- [Records shown]
+ + + + +

PR #1938, opened 2018-01-05
Add a `thelounge uninstall` command to remove themes and packages

astorije:
Triggered by https://github.com/thelounge/lounge/pull/1619.

Because it currently forces usage of plugins and there is no way to disable them from the server or the client, I think having a way to remove packages should make it in the same release as #1619 (currently v2.7).

### DIFF
--- a/src/command-line/uninstall.js
+++ b/src/command-line/uninstall.js
@@ -1,0 +1,53 @@
+"use strict";
+
+const colors = require("colors/safe");
+const path = require("path");
+const program = require("commander");
+const Helper = require("../helper");
+const Utils = require("./utils");
+
+program
+	.command("uninstall <package>")
+	.description("Uninstall a theme or a package")
+	.on("--help", Utils.extraHelp)
+	.action(function(packageName) {
+		const fs = require("fs");
+		const child = require("child_process");
+
+		if (!fs.existsSync(Helper.getConfigPath())) {
+			log.error(`${Helper.getConfigPath()} does not exist.`);
+			return;
+		}
+
+		log.info(`Uninstalling ${colors.green(packageName)}...`);
+
+		const packagesPath = Helper.getPackagesPath();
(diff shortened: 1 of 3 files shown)


astorije:
I added an extra commit to slightly improve output of `install` and `uninstall`.

src/command-line/uninstall.js
```diff
@@ -0,0 +1,63 @@
...
+		const child = require("child_process");
+
+		if (!fs.existsSync(Helper.getConfigPath())) {
+			log.error(`${Helper.getConfigPath()} does not exist.`);
+			return;
+		}
+
+		log.info(`Uninstalling ${colors.green(packageName)}...`);
+
+		const packagesParent = Utils.preparePackagesDir();
```
xPaw: I don't think you need to prepare it in uninstall, just bail out if packages folder does not exist.

astorije: Done. It's overall a wee bit messier than what I would have hoped, but oh well. I've kept my original commit in case you preferred the first version in the end, so if you're happy with this don't merge as is, I'll have to squash the extra commit.

src/command-line/uninstall.js
```diff
@@ -0,0 +1,72 @@
...
+
+program
+	.command("uninstall <package>")
+	.description("Uninstall a theme or a package")
+	.on("--help", Utils.extraHelp)
+	.action(function(packageName) {
+		const fs = require("fs");
+		const child = require("child_process");
+
+		if (!fs.existsSync(Helper.getConfigPath())) {
```
YaManicKill: There's a lot of similar code to install here that could be abstracted out, but I have similar changes in an update command, so I'm happy to wait till that's in if you are.

astorije: Yeah let's have a cleanup-specific PR then, so that feature-PRs don't have to contain lots of not-directly-related changes. Easier to review and to check history later.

+ + + + +

- [Exercise prompt] Please return each line of the data above in which the word "commit" occurs.

- [The answer]
I added an extra commit to slightly improve output of `install` and `uninstall`.
astorije: Done. It's overall a wee bit messier than what I would have hoped, but oh well. I've kept my original commit in case you preferred the first version in the end, so if you're happy with this don't merge as is, I'll have to squash the extra commit.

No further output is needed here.